Problem details => Where the line with "PR #927, opened 2020-06-08" appears below, start writing out lines exactly, and finish with the line with "skills as a dev", which is included; write out nothing else.

Records supplied =>

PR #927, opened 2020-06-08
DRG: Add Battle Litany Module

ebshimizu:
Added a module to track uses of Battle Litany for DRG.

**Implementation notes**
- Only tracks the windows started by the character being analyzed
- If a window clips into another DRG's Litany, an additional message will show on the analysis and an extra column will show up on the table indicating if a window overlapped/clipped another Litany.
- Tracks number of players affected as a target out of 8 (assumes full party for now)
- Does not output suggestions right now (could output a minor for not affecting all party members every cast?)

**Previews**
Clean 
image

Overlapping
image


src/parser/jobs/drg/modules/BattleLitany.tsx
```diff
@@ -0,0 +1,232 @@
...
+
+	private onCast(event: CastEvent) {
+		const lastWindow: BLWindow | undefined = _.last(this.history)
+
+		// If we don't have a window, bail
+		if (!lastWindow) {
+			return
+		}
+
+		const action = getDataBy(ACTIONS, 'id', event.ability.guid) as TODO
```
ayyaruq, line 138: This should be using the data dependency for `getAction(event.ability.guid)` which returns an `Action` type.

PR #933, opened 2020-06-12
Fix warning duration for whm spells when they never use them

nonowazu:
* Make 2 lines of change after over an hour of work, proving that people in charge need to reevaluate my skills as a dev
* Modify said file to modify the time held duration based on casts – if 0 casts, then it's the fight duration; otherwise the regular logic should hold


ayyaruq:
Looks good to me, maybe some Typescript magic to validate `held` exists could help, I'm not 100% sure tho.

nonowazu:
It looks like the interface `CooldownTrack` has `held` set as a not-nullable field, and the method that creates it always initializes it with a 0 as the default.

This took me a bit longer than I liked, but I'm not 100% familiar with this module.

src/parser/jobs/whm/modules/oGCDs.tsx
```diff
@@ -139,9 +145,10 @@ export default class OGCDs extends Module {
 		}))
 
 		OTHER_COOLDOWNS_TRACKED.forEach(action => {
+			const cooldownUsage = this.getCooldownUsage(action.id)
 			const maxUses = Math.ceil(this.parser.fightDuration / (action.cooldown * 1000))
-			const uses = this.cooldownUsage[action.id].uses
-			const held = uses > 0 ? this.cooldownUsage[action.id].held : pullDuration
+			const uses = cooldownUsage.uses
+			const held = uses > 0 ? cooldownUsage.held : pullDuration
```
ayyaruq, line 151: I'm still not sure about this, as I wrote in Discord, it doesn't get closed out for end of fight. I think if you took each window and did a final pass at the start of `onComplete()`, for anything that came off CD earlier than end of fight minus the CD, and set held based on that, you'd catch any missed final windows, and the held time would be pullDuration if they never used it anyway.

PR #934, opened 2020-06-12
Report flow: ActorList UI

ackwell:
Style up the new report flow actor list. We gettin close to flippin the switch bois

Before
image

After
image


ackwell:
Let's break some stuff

...

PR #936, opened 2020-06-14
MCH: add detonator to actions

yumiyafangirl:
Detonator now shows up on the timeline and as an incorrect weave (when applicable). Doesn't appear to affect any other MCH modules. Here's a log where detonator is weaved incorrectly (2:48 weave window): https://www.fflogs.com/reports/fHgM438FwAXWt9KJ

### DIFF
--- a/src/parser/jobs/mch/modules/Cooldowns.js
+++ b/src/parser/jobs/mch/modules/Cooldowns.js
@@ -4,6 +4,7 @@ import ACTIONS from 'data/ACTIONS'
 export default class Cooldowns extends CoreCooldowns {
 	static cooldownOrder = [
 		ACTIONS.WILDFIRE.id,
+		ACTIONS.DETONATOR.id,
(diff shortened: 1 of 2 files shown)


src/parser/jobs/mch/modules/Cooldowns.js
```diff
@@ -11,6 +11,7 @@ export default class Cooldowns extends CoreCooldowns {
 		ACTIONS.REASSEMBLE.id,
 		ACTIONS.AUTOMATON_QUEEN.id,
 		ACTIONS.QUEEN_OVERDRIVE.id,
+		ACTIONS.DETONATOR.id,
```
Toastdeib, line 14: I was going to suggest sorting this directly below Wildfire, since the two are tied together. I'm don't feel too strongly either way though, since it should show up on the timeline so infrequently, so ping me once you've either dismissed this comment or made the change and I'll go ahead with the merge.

Reply to the task =>
PR #927, opened 2020-06-08
DRG: Add Battle Litany Module

ebshimizu:
Added a module to track uses of Battle Litany for DRG.

**Implementation notes**
- Only tracks the windows started by the character being analyzed
- If a window clips into another DRG's Litany, an additional message will show on the analysis and an extra column will show up on the table indicating if a window overlapped/clipped another Litany.
- Tracks number of players affected as a target out of 8 (assumes full party for now)
- Does not output suggestions right now (could output a minor for not affecting all party members every cast?)

**Previews**
Clean 
image

Overlapping
image


src/parser/jobs/drg/modules/BattleLitany.tsx
```diff
@@ -0,0 +1,232 @@
...
+
+	private onCast(event: CastEvent) {
+		const lastWindow: BLWindow | undefined = _.last(this.history)
+
+		// If we don't have a window, bail
+		if (!lastWindow) {
+			return
+		}
+
+		const action = getDataBy(ACTIONS, 'id', event.ability.guid) as TODO
```
ayyaruq, line 138: This should be using the data dependency for `getAction(event.ability.guid)` which returns an `Action` type.

PR #933, opened 2020-06-12
Fix warning duration for whm spells when they never use them

nonowazu:
* Make 2 lines of change after over an hour of work, proving that people in charge need to reevaluate my skills as a dev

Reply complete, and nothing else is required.